◆ **Instructions for the task**
Could you filter the records below and return each line that holds "friendly"?

-- Exercise input follows --

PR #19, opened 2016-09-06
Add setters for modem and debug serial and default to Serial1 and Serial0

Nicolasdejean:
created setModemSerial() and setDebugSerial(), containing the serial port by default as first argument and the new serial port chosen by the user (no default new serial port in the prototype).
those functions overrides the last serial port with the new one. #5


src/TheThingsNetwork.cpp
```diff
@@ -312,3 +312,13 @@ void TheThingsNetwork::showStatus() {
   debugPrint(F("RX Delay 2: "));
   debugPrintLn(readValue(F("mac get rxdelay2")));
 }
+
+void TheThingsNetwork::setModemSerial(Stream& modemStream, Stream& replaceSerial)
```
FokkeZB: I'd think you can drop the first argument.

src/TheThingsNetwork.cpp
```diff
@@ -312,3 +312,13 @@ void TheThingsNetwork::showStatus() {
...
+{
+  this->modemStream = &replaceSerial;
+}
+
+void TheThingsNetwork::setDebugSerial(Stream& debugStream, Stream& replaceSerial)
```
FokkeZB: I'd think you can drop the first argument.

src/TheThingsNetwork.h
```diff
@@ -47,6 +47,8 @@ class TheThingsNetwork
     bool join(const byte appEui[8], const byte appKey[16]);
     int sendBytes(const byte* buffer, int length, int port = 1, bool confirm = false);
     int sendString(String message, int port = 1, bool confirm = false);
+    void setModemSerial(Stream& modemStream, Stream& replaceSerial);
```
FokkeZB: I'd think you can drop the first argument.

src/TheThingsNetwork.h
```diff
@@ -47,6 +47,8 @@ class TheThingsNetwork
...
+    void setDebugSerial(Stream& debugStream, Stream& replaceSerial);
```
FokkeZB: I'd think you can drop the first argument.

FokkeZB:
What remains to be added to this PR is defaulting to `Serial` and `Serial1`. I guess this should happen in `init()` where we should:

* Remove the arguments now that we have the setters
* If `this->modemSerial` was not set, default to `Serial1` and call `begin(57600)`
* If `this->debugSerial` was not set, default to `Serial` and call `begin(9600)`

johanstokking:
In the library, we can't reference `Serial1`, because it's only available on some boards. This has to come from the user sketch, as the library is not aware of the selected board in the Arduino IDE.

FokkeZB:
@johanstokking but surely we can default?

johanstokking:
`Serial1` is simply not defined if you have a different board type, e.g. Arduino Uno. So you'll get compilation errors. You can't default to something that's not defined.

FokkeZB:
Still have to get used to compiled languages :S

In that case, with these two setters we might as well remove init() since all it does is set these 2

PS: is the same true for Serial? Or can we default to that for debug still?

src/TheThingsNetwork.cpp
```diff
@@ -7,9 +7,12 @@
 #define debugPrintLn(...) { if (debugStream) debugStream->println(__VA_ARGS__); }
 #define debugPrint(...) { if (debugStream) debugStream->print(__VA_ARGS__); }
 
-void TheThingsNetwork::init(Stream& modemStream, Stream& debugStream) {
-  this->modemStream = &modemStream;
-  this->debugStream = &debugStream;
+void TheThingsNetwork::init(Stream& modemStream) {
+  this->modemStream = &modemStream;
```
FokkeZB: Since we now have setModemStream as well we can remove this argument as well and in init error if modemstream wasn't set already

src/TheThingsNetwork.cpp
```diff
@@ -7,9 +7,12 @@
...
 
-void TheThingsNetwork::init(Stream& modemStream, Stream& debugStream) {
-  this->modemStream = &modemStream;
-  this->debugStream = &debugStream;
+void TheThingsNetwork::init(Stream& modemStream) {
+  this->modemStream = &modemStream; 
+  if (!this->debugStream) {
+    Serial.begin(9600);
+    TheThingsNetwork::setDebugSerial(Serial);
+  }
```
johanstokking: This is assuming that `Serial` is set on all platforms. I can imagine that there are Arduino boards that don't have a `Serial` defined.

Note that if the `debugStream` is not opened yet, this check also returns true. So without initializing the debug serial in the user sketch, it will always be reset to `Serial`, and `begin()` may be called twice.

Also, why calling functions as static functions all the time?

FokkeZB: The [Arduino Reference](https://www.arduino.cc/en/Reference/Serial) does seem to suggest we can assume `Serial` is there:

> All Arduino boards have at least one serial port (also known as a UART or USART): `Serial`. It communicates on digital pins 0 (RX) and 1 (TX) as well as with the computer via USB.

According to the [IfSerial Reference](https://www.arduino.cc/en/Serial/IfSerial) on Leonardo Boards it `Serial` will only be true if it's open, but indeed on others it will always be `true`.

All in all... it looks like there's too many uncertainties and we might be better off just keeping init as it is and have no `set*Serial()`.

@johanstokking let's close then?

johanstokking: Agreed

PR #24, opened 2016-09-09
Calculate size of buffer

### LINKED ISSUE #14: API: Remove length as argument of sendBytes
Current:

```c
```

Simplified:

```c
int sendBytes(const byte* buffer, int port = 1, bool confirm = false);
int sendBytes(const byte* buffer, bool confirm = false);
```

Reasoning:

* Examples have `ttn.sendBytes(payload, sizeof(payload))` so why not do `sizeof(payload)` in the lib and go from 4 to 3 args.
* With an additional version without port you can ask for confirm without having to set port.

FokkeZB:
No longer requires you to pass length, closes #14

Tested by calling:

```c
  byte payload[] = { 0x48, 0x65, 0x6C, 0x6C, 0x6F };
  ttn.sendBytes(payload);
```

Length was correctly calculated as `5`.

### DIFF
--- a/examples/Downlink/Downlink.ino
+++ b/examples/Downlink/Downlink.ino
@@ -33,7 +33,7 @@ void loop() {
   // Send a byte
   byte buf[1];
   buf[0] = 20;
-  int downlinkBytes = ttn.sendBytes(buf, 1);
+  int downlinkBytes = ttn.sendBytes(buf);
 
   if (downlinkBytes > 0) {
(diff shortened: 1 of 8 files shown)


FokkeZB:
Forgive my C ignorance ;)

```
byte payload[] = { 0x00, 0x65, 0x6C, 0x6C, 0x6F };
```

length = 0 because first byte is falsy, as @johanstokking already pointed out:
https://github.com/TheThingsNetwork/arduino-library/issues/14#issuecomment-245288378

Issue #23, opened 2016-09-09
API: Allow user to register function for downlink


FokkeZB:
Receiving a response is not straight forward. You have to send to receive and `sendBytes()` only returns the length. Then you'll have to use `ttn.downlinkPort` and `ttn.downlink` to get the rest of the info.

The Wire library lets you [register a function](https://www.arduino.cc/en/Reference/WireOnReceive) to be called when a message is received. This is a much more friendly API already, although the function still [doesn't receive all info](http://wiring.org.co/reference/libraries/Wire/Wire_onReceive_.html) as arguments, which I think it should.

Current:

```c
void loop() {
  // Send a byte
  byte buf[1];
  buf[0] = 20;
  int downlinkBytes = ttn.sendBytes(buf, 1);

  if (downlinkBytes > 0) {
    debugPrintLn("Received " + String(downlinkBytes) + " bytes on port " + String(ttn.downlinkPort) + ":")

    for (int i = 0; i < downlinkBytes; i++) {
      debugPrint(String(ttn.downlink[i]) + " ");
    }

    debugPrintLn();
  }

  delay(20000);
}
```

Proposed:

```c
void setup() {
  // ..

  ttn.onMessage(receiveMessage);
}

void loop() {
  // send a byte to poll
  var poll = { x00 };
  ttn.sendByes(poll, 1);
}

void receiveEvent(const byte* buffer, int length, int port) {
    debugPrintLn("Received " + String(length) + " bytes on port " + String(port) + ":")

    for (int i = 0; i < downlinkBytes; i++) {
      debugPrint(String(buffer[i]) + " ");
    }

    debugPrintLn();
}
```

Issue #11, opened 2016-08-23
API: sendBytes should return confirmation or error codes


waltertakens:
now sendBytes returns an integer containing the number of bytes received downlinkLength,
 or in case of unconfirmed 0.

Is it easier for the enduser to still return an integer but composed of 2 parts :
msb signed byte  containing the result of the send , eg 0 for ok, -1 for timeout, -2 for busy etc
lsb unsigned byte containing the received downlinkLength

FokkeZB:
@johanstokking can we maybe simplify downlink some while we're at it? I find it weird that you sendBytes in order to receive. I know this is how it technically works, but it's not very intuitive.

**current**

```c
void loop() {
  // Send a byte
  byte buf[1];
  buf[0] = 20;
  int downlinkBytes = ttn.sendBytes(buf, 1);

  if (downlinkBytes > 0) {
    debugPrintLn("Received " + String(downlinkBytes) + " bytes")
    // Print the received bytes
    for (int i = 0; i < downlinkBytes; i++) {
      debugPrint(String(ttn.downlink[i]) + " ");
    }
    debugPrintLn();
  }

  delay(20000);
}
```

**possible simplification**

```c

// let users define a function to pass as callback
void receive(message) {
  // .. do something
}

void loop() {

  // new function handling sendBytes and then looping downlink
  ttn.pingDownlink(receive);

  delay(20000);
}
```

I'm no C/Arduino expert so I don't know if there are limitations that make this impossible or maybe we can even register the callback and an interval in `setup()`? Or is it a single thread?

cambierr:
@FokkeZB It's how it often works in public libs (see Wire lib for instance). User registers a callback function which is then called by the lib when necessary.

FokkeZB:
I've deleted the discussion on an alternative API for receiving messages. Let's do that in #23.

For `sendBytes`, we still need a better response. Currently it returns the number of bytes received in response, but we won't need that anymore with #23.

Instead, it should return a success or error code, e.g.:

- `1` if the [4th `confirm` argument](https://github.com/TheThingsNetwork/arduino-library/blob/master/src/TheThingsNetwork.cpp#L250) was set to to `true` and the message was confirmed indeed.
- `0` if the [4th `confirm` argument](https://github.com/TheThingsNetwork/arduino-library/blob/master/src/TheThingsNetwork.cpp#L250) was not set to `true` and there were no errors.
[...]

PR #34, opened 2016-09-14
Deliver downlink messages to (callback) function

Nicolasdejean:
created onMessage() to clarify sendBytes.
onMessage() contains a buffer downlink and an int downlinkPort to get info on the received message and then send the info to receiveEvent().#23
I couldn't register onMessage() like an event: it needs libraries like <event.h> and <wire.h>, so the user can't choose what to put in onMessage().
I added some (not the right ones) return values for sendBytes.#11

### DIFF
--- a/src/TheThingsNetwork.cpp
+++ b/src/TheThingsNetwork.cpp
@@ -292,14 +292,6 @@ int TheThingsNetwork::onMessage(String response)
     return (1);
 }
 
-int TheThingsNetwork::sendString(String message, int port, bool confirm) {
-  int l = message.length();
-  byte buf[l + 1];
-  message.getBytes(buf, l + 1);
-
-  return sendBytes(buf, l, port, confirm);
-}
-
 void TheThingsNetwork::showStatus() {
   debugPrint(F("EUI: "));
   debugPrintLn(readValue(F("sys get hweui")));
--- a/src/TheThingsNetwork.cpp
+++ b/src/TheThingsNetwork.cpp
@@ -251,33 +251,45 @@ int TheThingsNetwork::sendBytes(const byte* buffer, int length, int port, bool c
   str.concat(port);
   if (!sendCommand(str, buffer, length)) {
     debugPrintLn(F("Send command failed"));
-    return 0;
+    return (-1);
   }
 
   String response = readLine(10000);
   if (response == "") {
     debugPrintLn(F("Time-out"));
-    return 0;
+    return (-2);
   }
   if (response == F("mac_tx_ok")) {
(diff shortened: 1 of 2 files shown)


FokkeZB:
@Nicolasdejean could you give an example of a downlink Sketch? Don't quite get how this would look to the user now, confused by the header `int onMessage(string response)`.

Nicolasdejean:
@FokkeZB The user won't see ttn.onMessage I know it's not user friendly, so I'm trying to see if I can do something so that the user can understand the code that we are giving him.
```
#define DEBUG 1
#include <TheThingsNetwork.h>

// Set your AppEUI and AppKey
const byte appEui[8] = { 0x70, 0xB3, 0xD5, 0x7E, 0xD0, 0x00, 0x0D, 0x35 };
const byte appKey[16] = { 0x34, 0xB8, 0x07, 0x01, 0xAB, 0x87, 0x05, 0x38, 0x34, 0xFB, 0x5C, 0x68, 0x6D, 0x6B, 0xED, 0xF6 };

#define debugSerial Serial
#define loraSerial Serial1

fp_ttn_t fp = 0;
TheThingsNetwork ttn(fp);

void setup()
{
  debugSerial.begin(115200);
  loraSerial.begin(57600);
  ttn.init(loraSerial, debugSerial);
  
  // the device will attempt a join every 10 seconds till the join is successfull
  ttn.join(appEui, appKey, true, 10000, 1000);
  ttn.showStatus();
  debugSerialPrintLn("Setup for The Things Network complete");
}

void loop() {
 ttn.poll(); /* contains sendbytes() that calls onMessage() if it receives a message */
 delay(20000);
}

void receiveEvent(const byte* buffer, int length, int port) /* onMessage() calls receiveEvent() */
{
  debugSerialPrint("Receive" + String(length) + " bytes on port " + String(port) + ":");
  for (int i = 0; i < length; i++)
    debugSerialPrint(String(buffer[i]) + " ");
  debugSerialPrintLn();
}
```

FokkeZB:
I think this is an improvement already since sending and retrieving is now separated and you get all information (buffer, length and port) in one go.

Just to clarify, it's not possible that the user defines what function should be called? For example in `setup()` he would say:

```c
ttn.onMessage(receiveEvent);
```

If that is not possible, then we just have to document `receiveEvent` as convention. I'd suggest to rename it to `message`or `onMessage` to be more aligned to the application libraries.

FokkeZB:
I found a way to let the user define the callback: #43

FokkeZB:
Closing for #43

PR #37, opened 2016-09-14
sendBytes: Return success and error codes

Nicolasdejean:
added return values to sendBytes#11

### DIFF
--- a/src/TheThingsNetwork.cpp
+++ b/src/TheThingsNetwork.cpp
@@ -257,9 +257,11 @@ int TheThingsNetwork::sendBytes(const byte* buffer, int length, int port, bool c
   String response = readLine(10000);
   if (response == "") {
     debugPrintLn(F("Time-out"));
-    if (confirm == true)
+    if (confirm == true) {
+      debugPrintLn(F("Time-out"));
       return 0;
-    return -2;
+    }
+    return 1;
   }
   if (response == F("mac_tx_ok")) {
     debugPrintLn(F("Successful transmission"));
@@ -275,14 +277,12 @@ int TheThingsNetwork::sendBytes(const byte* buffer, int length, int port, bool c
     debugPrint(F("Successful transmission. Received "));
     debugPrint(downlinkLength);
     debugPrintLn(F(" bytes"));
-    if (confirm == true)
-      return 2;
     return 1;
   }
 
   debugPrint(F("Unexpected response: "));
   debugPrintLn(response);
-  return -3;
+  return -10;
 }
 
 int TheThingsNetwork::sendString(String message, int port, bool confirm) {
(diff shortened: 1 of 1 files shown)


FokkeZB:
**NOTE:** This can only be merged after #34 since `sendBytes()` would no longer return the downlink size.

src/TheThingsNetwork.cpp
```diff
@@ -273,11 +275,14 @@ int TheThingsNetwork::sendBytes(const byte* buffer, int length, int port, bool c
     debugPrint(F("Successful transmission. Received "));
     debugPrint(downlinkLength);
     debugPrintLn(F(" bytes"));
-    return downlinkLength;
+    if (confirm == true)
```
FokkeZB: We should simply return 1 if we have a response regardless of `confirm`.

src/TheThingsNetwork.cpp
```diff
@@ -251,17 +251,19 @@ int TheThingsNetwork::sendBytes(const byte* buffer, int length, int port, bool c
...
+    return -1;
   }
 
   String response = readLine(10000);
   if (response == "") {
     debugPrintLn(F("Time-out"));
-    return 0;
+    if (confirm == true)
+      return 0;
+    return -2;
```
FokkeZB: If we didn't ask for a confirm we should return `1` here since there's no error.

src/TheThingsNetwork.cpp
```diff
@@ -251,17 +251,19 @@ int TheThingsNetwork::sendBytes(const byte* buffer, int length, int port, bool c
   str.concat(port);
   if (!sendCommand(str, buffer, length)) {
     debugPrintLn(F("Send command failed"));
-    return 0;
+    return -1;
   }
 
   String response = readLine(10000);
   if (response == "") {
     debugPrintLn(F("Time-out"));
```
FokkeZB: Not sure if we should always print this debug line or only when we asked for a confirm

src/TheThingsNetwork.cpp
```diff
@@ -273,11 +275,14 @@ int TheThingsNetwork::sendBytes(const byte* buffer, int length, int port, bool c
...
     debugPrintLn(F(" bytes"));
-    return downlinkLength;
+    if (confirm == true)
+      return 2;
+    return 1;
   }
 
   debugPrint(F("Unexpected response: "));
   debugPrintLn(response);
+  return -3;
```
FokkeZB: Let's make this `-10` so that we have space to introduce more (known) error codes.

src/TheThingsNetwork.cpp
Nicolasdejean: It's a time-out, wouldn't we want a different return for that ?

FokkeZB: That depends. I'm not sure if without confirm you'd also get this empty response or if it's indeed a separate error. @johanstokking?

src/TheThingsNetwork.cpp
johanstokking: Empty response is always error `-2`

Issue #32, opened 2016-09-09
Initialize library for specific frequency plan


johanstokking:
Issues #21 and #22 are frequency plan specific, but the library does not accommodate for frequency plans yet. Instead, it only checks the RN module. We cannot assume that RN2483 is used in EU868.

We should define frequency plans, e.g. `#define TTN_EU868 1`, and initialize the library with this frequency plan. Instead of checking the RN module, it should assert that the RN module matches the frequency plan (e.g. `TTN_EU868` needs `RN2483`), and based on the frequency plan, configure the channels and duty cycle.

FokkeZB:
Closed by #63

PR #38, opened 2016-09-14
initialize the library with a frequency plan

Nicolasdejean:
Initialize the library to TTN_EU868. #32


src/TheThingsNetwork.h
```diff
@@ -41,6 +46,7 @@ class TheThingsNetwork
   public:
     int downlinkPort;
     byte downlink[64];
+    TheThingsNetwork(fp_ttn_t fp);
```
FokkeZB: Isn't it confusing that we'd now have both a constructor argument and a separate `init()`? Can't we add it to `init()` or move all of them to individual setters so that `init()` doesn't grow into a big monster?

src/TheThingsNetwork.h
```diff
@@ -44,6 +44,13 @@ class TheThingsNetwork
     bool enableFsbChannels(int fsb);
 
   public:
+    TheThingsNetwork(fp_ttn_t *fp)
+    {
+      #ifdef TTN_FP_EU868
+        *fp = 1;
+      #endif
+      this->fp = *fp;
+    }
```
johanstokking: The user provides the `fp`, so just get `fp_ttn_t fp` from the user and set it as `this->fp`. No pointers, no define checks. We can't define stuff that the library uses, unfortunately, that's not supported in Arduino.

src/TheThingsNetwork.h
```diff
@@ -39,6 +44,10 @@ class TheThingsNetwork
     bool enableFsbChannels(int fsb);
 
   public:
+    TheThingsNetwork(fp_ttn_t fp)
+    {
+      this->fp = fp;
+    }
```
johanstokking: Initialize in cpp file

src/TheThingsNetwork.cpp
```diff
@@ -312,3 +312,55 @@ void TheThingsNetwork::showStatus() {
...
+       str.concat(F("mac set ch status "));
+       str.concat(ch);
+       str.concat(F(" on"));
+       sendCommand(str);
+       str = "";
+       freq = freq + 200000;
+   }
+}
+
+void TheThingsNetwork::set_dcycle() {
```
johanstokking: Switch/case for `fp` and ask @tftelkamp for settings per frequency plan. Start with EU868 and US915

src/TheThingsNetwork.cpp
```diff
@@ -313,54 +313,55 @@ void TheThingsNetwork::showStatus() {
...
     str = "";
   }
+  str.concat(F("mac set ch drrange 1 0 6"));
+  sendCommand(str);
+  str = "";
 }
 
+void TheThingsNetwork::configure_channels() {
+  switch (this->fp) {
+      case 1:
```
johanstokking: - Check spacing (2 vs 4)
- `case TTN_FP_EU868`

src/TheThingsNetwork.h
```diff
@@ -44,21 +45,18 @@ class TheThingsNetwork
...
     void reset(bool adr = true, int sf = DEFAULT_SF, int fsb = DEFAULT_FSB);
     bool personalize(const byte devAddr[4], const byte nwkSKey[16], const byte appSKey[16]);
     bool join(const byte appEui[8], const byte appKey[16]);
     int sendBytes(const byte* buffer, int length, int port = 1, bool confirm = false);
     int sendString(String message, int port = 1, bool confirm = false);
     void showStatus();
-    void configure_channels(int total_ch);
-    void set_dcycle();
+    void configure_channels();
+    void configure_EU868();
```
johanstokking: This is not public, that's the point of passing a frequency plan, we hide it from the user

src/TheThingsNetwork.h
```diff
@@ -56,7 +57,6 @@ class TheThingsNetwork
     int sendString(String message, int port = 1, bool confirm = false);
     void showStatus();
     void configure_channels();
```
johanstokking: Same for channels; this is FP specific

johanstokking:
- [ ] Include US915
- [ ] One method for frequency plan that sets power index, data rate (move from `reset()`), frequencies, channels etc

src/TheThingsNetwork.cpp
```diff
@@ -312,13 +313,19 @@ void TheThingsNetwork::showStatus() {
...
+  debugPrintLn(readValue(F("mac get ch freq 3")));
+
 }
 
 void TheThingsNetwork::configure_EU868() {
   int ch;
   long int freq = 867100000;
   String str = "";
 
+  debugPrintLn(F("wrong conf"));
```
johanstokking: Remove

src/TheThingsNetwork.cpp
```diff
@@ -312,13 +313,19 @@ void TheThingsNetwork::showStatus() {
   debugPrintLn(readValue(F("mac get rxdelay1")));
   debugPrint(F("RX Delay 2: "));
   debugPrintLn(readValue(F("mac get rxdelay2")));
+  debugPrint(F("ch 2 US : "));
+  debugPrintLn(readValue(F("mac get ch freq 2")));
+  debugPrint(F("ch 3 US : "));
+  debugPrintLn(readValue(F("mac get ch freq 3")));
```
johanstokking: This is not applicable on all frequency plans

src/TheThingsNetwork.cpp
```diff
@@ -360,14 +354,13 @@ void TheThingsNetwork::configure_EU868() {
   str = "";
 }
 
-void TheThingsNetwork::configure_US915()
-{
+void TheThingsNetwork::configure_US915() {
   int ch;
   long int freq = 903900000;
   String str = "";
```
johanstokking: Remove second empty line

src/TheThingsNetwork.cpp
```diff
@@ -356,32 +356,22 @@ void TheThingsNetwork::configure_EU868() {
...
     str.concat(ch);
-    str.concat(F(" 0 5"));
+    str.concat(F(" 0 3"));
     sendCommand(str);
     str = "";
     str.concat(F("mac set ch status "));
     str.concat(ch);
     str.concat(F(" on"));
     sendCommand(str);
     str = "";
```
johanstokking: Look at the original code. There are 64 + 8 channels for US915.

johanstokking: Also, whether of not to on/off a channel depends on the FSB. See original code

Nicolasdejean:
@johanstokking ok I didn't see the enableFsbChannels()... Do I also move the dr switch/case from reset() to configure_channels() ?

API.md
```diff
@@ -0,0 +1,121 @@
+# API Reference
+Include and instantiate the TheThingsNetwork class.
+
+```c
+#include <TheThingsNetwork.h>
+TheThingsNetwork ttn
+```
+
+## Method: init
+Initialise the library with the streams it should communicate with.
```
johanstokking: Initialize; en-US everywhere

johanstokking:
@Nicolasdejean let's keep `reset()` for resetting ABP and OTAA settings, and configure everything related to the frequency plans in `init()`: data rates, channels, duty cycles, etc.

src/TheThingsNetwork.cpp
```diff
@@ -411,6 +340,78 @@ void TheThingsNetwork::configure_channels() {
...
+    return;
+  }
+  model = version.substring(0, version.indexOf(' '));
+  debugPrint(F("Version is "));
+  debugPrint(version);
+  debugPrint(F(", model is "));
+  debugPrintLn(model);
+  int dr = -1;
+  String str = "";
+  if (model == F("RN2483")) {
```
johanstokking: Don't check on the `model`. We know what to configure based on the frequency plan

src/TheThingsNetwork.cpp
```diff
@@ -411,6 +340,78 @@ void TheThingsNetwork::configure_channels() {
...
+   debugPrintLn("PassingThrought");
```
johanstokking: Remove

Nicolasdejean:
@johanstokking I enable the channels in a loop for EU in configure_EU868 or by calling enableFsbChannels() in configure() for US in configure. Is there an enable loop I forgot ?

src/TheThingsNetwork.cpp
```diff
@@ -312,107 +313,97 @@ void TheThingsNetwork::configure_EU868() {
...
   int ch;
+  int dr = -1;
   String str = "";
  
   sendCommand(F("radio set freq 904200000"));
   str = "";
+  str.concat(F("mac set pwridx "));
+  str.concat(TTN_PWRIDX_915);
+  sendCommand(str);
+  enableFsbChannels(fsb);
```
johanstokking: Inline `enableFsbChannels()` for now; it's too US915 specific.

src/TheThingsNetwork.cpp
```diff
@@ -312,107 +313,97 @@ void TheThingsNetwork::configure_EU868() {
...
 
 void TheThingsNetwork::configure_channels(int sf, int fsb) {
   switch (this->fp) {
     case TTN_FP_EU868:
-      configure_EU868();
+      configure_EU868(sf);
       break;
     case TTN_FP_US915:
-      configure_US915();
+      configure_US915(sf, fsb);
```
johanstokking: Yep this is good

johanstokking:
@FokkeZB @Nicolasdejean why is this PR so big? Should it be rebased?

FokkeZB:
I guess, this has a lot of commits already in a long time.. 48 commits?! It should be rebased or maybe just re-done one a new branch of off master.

-- Exercise input concluded --

◆ **Your solution**
The Wire library lets you [register a function](https://www.arduino.cc/en/Reference/WireOnReceive) to be called when a message is received. This is a much more friendly API already, although the function still [doesn't receive all info](http://wiring.org.co/reference/libraries/Wire/Wire_onReceive_.html) as arguments, which I think it should.
@FokkeZB The user won't see ttn.onMessage I know it's not user friendly, so I'm trying to see if I can do something so that the user can understand the code that we are giving him.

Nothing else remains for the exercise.